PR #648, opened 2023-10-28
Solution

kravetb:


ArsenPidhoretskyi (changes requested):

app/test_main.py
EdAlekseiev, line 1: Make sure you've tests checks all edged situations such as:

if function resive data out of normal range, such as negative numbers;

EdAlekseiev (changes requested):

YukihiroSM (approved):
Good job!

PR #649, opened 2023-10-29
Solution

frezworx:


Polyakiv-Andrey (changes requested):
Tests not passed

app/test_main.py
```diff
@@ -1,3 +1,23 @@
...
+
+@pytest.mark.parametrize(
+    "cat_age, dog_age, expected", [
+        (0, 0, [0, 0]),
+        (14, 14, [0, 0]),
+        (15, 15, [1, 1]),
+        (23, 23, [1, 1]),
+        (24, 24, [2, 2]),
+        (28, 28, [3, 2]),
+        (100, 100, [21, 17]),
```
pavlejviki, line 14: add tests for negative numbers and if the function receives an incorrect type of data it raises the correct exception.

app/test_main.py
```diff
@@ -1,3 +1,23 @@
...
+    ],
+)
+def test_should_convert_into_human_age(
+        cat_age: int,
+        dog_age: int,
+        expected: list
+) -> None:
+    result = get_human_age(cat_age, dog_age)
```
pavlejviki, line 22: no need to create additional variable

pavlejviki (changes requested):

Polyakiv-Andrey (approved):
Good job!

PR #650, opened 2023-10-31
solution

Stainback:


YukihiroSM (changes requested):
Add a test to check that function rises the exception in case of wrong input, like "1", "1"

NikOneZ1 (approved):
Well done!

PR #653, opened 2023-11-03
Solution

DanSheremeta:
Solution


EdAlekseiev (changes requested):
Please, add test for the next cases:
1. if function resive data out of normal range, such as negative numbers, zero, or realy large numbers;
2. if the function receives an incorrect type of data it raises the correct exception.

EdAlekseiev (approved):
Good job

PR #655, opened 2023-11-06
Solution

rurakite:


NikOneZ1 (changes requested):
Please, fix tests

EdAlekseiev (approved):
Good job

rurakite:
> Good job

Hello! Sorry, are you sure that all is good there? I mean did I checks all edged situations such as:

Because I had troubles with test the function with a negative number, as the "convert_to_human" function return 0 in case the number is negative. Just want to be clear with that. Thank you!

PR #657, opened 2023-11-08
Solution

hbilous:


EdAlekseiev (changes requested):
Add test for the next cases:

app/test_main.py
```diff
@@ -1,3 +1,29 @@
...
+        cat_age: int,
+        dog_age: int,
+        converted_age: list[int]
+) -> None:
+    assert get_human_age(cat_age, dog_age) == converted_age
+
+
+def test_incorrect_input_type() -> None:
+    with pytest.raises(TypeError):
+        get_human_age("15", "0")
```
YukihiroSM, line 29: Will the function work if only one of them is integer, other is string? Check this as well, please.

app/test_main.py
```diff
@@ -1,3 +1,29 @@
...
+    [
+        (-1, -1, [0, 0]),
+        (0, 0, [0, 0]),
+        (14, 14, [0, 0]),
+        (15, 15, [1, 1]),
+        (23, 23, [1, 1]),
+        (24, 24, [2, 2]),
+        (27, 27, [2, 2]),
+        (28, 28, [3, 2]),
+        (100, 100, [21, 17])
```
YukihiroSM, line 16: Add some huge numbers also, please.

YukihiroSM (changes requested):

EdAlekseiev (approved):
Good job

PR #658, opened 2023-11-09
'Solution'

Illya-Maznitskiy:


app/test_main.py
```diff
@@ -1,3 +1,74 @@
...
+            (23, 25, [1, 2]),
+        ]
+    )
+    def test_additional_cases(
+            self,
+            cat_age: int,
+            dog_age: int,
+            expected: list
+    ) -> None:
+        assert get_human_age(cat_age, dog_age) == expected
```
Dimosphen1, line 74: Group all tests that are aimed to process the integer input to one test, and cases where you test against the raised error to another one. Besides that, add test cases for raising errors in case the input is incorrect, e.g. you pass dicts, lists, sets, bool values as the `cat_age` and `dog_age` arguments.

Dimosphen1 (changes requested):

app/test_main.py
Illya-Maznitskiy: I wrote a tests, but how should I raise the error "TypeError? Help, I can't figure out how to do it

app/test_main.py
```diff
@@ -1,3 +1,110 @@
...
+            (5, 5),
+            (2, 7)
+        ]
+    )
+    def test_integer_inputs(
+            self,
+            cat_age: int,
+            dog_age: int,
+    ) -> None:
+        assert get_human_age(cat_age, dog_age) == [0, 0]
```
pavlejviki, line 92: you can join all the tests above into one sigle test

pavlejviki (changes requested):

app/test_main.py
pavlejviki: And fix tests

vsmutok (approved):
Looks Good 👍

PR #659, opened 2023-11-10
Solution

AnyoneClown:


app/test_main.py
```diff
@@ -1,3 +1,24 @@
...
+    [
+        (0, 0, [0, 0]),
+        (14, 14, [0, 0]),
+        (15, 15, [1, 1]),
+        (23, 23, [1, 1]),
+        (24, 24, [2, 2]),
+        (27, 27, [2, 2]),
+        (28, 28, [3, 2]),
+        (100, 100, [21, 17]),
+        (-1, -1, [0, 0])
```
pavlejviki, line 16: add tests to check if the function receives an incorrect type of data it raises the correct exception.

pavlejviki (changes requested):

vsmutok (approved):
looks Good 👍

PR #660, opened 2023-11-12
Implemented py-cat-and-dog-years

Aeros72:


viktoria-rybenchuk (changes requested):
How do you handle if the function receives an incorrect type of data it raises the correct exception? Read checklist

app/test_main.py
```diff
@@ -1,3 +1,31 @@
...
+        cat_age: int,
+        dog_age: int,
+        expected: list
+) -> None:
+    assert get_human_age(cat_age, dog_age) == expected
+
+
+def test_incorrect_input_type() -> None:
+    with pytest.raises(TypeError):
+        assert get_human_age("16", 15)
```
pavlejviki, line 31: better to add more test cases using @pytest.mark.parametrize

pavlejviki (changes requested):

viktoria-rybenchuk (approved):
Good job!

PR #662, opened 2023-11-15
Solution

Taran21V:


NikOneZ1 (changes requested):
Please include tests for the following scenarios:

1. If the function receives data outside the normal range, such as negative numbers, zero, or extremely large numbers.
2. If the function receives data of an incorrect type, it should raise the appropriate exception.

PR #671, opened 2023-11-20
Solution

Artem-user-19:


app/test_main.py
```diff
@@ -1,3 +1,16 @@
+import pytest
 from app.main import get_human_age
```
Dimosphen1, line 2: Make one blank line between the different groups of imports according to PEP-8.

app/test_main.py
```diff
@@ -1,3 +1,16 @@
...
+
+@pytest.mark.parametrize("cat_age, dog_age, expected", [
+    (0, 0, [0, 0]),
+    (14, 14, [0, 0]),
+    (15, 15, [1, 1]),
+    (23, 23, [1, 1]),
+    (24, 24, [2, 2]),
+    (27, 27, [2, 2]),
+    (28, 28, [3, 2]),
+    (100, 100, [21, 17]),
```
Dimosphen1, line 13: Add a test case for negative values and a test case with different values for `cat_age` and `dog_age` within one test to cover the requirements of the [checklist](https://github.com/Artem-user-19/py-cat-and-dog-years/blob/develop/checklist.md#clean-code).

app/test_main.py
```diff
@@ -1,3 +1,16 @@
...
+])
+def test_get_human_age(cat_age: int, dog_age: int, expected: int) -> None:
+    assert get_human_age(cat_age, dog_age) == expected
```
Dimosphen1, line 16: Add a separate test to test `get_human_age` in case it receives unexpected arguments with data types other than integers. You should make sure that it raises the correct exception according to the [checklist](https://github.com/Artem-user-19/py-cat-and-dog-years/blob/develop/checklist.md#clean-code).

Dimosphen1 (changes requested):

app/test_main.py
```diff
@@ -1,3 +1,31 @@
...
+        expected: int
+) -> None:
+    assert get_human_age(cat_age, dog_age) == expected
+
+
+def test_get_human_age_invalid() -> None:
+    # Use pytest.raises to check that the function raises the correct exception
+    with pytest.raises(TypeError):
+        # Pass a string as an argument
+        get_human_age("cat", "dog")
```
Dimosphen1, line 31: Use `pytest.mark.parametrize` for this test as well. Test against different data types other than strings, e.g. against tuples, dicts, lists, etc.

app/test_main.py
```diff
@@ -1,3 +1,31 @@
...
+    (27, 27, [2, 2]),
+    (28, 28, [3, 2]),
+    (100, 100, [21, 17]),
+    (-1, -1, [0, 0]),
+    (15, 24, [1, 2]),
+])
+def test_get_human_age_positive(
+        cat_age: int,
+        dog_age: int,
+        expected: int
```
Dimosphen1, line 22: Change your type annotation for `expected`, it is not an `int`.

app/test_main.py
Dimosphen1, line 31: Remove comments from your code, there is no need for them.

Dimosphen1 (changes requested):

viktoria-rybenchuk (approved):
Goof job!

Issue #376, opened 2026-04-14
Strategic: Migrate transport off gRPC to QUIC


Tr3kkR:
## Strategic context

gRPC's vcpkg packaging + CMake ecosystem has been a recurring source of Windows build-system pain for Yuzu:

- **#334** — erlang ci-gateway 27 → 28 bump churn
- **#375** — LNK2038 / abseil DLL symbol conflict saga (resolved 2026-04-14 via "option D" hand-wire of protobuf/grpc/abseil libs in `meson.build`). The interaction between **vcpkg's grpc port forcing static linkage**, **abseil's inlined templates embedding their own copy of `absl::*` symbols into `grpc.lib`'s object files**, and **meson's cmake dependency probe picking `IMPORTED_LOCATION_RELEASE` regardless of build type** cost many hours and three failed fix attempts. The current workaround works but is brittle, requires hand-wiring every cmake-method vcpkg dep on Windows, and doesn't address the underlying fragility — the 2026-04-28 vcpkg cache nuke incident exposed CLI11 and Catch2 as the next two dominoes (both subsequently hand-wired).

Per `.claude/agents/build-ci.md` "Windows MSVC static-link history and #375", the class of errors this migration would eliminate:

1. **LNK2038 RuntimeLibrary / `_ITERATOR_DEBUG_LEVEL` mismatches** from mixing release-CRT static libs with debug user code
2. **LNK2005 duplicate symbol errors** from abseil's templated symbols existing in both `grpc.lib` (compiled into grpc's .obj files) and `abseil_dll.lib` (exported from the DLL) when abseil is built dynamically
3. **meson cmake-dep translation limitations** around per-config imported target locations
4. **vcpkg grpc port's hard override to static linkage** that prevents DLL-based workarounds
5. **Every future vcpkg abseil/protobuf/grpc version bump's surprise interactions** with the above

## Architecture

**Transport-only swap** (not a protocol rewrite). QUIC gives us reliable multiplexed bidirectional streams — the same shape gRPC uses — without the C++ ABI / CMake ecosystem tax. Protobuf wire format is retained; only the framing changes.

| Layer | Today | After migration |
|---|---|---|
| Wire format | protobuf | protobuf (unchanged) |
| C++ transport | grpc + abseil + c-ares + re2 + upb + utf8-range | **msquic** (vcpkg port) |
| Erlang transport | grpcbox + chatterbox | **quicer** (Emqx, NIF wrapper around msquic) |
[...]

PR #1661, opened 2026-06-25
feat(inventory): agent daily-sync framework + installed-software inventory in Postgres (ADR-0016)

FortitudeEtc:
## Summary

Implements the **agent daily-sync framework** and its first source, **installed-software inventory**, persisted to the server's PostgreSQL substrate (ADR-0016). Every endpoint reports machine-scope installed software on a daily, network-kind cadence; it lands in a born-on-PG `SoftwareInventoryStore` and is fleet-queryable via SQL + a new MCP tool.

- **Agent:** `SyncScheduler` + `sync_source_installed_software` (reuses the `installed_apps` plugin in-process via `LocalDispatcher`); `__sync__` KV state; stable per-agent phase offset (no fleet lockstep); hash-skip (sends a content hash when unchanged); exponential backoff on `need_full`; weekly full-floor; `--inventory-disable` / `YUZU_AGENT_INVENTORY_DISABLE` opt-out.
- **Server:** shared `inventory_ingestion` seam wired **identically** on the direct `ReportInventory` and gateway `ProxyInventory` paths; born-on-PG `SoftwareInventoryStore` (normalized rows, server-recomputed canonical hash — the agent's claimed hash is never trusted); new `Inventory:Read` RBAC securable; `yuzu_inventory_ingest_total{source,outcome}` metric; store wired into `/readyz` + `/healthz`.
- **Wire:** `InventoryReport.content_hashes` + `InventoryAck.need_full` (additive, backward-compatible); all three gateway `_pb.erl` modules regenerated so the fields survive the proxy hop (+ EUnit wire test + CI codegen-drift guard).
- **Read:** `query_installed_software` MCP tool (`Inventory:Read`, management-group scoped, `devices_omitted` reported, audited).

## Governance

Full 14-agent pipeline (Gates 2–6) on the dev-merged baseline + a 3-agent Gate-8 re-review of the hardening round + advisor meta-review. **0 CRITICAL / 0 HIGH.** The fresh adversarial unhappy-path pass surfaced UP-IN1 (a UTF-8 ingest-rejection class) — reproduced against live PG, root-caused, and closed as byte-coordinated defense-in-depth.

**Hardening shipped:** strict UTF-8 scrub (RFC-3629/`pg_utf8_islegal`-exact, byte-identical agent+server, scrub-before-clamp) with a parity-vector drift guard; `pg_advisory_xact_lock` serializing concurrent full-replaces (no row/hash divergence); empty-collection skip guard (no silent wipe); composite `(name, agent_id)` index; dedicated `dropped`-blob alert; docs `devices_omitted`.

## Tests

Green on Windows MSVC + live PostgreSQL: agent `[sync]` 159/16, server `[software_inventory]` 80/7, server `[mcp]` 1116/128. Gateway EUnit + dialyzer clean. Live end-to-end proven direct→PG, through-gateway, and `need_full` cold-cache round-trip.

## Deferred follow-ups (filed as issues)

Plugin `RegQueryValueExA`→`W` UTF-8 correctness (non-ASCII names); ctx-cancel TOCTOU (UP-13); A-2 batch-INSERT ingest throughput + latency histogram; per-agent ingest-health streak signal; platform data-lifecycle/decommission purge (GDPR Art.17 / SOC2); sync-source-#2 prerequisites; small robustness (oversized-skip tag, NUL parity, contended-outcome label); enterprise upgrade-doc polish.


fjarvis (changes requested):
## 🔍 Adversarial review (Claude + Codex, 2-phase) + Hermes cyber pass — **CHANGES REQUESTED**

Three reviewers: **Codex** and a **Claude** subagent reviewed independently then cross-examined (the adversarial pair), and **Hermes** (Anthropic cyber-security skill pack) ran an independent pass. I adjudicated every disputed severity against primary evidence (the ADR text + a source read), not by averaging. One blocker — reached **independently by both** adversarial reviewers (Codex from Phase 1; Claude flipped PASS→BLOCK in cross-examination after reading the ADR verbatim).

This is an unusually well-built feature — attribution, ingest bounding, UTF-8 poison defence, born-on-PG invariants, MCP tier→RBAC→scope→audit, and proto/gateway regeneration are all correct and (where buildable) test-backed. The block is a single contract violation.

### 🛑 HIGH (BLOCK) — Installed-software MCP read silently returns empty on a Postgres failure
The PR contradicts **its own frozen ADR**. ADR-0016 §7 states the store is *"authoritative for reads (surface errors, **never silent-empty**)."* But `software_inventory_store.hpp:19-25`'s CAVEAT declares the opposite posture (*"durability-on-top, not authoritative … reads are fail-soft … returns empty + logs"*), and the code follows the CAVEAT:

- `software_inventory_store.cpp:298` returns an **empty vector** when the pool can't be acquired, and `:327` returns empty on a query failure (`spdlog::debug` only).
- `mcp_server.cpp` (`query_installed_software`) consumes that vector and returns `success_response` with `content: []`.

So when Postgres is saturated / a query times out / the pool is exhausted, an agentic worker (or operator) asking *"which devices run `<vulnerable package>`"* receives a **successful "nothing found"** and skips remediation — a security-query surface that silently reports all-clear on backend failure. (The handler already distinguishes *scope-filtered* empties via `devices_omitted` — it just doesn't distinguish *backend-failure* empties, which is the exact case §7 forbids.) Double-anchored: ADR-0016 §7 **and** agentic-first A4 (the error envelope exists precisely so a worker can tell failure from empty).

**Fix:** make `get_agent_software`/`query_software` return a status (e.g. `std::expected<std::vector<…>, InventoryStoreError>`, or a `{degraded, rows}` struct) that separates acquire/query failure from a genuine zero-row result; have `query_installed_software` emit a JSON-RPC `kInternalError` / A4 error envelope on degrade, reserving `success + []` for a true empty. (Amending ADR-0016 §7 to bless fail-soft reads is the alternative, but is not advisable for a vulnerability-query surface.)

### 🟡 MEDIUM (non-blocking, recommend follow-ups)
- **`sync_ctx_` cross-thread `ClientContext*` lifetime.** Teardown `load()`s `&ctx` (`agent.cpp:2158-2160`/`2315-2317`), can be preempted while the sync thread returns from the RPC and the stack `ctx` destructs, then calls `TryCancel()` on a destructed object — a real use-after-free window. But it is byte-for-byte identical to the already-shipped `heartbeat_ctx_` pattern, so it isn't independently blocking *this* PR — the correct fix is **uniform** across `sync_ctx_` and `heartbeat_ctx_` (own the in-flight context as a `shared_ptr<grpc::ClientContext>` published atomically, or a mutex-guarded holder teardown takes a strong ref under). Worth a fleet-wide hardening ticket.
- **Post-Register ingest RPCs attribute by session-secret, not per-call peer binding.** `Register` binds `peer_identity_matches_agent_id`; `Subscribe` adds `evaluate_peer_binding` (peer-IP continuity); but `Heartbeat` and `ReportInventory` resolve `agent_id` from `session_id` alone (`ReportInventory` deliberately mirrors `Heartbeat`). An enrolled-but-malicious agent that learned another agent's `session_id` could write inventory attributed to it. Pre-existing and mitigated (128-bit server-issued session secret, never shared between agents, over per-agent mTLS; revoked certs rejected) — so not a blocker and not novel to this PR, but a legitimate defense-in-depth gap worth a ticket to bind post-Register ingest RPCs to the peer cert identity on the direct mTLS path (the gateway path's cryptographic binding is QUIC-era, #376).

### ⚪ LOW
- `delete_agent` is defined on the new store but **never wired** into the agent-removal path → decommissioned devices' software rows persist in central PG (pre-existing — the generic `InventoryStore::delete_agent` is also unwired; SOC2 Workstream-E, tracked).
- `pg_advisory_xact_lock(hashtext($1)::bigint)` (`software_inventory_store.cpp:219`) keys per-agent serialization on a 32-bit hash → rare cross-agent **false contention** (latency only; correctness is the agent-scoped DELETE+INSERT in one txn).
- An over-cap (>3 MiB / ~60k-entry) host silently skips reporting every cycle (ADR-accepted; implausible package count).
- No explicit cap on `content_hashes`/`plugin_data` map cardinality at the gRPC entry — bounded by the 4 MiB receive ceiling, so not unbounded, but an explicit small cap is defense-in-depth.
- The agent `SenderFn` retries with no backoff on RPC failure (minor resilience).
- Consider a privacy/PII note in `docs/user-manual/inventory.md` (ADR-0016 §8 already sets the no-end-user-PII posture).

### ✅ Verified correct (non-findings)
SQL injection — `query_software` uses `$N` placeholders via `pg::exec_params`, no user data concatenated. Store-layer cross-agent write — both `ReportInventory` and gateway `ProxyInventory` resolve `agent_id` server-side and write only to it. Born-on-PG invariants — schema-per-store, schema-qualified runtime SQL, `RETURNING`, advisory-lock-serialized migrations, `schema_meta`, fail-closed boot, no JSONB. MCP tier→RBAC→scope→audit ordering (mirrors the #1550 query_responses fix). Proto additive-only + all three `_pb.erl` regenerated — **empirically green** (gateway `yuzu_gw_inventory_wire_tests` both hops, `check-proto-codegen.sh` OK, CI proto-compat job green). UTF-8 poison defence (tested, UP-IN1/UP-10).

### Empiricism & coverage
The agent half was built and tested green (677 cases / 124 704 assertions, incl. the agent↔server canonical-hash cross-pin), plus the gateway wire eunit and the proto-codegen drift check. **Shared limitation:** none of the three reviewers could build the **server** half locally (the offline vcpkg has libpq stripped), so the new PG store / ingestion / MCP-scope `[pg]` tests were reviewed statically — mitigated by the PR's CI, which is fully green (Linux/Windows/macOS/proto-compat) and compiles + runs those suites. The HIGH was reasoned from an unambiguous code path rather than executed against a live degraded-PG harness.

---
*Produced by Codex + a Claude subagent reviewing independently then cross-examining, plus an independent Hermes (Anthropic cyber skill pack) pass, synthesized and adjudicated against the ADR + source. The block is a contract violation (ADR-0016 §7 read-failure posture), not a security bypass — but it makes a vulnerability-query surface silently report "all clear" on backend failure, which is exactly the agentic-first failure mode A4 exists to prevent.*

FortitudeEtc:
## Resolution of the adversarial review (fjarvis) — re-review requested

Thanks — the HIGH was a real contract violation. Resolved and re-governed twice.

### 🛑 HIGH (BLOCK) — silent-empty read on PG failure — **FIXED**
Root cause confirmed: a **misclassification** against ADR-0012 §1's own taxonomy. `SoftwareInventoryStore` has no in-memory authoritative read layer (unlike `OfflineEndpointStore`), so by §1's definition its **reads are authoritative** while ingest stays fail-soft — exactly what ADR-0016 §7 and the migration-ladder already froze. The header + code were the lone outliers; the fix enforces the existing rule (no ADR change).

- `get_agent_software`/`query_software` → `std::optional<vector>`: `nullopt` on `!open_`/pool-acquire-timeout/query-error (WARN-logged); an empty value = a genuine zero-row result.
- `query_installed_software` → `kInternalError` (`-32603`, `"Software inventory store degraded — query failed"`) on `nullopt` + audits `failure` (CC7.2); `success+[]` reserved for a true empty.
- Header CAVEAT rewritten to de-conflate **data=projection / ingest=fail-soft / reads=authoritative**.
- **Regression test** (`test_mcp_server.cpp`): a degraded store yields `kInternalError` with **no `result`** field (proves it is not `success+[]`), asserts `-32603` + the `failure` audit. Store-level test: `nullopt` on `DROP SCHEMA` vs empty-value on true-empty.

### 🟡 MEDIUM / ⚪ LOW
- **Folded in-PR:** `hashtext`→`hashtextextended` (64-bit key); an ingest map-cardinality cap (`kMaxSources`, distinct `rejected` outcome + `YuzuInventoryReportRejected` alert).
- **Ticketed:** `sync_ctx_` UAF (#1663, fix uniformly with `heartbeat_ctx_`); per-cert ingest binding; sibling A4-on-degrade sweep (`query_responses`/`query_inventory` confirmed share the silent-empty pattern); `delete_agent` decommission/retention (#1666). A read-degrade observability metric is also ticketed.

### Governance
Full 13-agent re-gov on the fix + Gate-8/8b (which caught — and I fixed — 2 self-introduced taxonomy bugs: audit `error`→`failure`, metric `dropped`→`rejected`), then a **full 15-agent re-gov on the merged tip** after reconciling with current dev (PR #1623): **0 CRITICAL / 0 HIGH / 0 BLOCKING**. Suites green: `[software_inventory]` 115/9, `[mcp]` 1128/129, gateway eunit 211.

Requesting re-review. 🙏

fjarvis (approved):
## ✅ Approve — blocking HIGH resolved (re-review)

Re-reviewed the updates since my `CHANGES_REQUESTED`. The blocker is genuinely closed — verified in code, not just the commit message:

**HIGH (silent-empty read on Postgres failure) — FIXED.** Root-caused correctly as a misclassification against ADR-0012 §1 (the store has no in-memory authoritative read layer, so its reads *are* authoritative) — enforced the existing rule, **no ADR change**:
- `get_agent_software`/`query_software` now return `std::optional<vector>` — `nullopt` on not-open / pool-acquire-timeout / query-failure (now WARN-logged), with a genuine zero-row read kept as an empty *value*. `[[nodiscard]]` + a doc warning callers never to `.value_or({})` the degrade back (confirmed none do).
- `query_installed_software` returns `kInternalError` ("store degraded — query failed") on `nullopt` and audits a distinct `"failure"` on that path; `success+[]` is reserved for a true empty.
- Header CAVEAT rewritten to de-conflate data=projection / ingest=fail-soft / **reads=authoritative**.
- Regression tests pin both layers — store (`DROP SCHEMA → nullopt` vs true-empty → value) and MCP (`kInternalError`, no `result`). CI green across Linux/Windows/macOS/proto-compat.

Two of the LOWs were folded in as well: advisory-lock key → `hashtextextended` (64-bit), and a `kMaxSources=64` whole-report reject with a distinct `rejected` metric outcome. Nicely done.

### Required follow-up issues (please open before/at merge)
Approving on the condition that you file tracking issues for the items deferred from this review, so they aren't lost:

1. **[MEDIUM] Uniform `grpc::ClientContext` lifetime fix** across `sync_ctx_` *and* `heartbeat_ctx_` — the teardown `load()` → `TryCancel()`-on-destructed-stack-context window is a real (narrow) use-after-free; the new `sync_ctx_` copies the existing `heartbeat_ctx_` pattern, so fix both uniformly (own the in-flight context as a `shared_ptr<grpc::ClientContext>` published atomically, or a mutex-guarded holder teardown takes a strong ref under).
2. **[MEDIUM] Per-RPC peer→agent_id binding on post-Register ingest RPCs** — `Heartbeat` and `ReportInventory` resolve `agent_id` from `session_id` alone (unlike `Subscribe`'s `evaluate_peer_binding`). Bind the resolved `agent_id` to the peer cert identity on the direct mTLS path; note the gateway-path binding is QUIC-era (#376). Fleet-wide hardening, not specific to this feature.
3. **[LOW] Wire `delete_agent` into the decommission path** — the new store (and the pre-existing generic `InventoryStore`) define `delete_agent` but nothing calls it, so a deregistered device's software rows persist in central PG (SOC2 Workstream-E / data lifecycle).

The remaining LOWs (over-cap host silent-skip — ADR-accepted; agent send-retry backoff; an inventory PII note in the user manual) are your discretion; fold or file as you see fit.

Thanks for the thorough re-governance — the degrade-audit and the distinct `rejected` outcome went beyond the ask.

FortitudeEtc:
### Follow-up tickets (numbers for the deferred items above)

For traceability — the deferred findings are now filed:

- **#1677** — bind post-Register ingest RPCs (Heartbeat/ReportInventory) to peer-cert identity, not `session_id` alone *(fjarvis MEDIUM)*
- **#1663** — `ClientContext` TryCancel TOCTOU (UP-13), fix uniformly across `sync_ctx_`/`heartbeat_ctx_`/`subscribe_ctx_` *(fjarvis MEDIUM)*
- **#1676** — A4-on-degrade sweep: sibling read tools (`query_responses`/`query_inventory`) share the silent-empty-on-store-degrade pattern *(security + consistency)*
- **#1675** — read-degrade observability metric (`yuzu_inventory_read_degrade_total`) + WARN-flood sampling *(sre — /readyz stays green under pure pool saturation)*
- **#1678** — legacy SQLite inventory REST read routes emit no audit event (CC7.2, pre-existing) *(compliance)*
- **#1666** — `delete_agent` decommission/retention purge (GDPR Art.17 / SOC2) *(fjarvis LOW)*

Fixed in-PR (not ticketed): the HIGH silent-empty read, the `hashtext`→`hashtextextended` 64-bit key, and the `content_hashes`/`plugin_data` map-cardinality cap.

--- Exercise objective ---
Wherever the word "ecosystem" occurs in the data above, copy the line it sits in.

--- Result for this exercise ---
gRPC's vcpkg packaging + CMake ecosystem has been a recurring source of Windows build-system pain for Yuzu:
**Transport-only swap** (not a protocol rewrite). QUIC gives us reliable multiplexed bidirectional streams — the same shape gRPC uses — without the C++ ABI / CMake ecosystem tax. Protobuf wire format is retained; only the framing changes.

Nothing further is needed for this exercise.